**DATA FOR PROCESSING**
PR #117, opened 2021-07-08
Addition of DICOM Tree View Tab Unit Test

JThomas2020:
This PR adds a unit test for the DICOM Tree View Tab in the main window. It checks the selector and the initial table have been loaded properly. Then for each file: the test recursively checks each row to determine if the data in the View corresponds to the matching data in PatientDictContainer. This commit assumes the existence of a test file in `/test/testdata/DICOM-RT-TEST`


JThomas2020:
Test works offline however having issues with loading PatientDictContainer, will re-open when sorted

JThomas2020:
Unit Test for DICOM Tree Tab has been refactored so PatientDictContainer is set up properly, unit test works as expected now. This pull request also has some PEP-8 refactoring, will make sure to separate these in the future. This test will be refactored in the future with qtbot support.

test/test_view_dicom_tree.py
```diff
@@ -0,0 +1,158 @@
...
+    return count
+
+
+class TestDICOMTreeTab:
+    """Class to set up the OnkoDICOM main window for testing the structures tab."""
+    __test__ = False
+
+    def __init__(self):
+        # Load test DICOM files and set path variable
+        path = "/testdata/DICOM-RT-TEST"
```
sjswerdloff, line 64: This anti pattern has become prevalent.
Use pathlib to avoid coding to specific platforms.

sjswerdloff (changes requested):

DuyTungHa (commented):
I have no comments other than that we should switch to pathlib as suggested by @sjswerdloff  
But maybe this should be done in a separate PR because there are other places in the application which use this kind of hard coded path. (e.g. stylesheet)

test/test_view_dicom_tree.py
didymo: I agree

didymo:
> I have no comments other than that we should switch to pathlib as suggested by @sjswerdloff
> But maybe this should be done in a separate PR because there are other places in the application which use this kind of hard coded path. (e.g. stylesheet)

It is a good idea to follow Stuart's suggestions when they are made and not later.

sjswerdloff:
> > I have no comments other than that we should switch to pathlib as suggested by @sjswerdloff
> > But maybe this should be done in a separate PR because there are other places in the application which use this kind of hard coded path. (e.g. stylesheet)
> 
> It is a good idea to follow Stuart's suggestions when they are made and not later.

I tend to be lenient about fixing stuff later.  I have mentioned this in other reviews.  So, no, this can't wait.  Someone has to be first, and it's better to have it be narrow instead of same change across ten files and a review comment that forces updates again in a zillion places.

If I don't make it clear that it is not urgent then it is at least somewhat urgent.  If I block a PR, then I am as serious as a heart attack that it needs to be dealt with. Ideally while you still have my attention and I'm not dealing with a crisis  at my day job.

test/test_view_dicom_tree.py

**EXERCISE DESCRIPTION**
All lines above in which the word "kind" occurs should be identified and copied.

**ANSWER SECTION**
But maybe this should be done in a separate PR because there are other places in the application which use this kind of hard coded path. (e.g. stylesheet)
> But maybe this should be done in a separate PR because there are other places in the application which use this kind of hard coded path. (e.g. stylesheet)
> > But maybe this should be done in a separate PR because there are other places in the application which use this kind of hard coded path. (e.g. stylesheet)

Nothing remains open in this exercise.